The difference really is 1000/1001, and it is for 29.97 as well (which is actually 29.97002997002997(repeats)...). It does increase the frame period by exactly 0.1%, because period is the inverse of rate, so the ratio is 1001/1000 for period, but the frame rate ratio is 1000/1001, which 99.9000999000999(repeats)% by the specification (and actual electrical behaviour, for analogue) for NTSC video, which truly has a rate of 30 * 1000 / 1001.

The SMPTE spec is not online, of course, but you can find this in various articles online (like <http://www.philrees.co.uk/articles/timecode.htm>) and it is glossed over in other articles (like the Wikipedia entry for NTSC, which states that the rate is "approximately" 29.97).
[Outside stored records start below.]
PR #279, opened 2021-12-06
ci: automate npm release

dpilch:
It is a little difficult to fully test this without publishing to NPM. We could make a fake release to fully test it out if we want to. I did confirm that `lerna publish from-git -y` will not publish if the HEAD commit does not have a tag so there is limited risk of accidentaly publishing.

### DIFF
--- a/.github/workflows/release.yml
+++ b/.github/workflows/release.yml
@@ -33,3 +33,22 @@ jobs:
           body_path: release_description.md
           draft: false
           prerelease: false
+
+  npm-release:
+    needs: github-release
+    runs-on: ubuntu-latest
+    steps:
+      - name: Checkout code
+        uses: actions/checkout@v2
+      - name: Setup Node.js LTS
+        uses: actions/setup-node@v2
+        with:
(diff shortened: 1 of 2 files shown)


alharris-at:
How is this intended to interact w/ our release process? This would need to run after that workflow, right?

alharris-at:
Probably want to update docs as a part of this as well.

dpilch:
Oh yeah, I'll update the docs.

This would be the normal flow of create the release PR and then merging to main. After the GitHub release is created the workflow would then automatically publish to NPM.

.github/workflows/release.yml
```diff
@@ -33,3 +33,22 @@ jobs:
           body_path: release_description.md
           draft: false
           prerelease: false
+
+  npm-release:
+    needs: github-release
```
alharris-at, line 38: Ahh, this line is what I'd overlooked. Didn't realize you'd already built in the workflow serialization. Nice!

alharris-at (approved):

This also actually makes it much easier for audio, BTW, since at the true NTSC rate, audio has exactly 1601.6 samples per frame (note that samples/frame is the frame period in samples), or, more to the point, 8008 samples per 5 frames, repeating as the pattern {1602, 1601, 1602, 1601, 1602}, which you may hear referred to as the "SMPTE cadence". Whereas if it truly were exactly 29.97 fps, then audio would run at 1601.601601601601(repeats) samples per frame, which (for all practical purposes, given the 24-hour limit of timecode) "never" resolves to a useful number...
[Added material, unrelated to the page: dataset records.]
PR #286, opened 2021-12-07
chore: re-enable CLI util unit tests

alharris-at:


dpilch:
There aren't any unit tests in `amplify-cli/packages/amplify-util-adminui` so I'm not sure it will cover anything for us.

alharris-at:
> There aren't any unit tests in `amplify-cli/packages/amplify-util-adminui` so I'm not sure it will cover anything for us.

There seem to be a few, but it's pretty minimal. I'm mostly using this test now to ensure that I'm able to inject our library into CLI for testing. Next up will be setting up tests that rely on amplify dev to pull an app down and render.

dpilch:
Oh you are right, I missed them nested under `commands/utils/`.

dpilch (approved):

Of course the error creep due to this subtle difference is gradual, and for video is largely inconsequential, since you would not be off by a full frame until after 1,000,000 frames, which is about 9 hours... But for sub-frame accuracy (which is more a concern for audio), you will be off by 1 sample after 1,000,000 samples, which (at 48kHz) is just 20 seconds, and off by about a tenth of a frame after "just" an hour...
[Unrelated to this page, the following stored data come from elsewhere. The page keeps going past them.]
PR #292, opened 2021-12-08
ci: add npm pre-release

dpilch:
This will help CLI to easily test new changes to codegen without the need for `npm link`.

This change will publish a pre-release to npm for every change pushed to main that is:
* not a production release. (release commit)
* has functional changes to packages recognized by lerna
  * Ex. updating `.circleci/config.yml` will not make a pre-release, but changes `packages/codegen-ui/lib/studio-node.ts` will

The `--canary` option will look back one commit to determine if there are any changes that need to be published as a pre-release. If there are changes it will increase the patch version and append the commit hash to the version number before publishing. These changes are **NOT** kept in git. 

I have not found an easy way to look back further than one commit. This means if we rebase and merge to main and the HEAD commit does not make any changes recognized by lerna the pre-release would not be published. However, in most circumstances we use squash and merge so it is not a concern most of the time.

`--pre-dist-tag next` will publish the pre-release under the `next` tag keeping `latest` (default install) always pointing at production releases.

Example:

While most video-related apps (such as FCP, Avid, and I think Premiere) deal with this correctly, a surprising number of DAWs (even the ones purporting to be used by audio-for-video folks) do not. DP used to do this calculation incorrectly (even as late as 5.13, IIRC), but nowadays (since maybe 6.0) they do the math correctly. You can verify this by setting the frame rate in DP to 29.97 non-drop (makes the calculations of TC to frame count easier...), and then set the TC to exactly 300,000 frames (i.e. 02:46:40:00 in non-drop TC, since the timecode rate (not frame rate!) of non-drop is 30fps). Set DP's other counter to samples, and you'll see 480480000. That is precisely right, whereas if the frame rate were truly (exactly) 29.97, then the sample count would be 480480480(.480(repeats)). So DP is (correctly) using the true NTSC frame rate of (30 * 1000 / 1001), rather than the approximate NTSC rate of 29.97. Another test is to set the _non_-drop TC in DP to 00:00:20:25 (625 frames), and note that the sample count is 1001000; again, if the frame rate were truly 29.97, that would show 1001001 (i.e. 625 frames / 29.97 fps * 48000 samples / second = 1001001.001001(repeats)).

Hope this helps clarify...

Awesome dp-user! You have just given me more clarification on this topic than any source I have found prior. Thanks so much. Also, good to know DP is "up to speed" on this issue.

MOTU's mk3 FireWire interfaces can send and receive LTC
at 23.976, 24, 25, 30 drop, and the standard frame rates.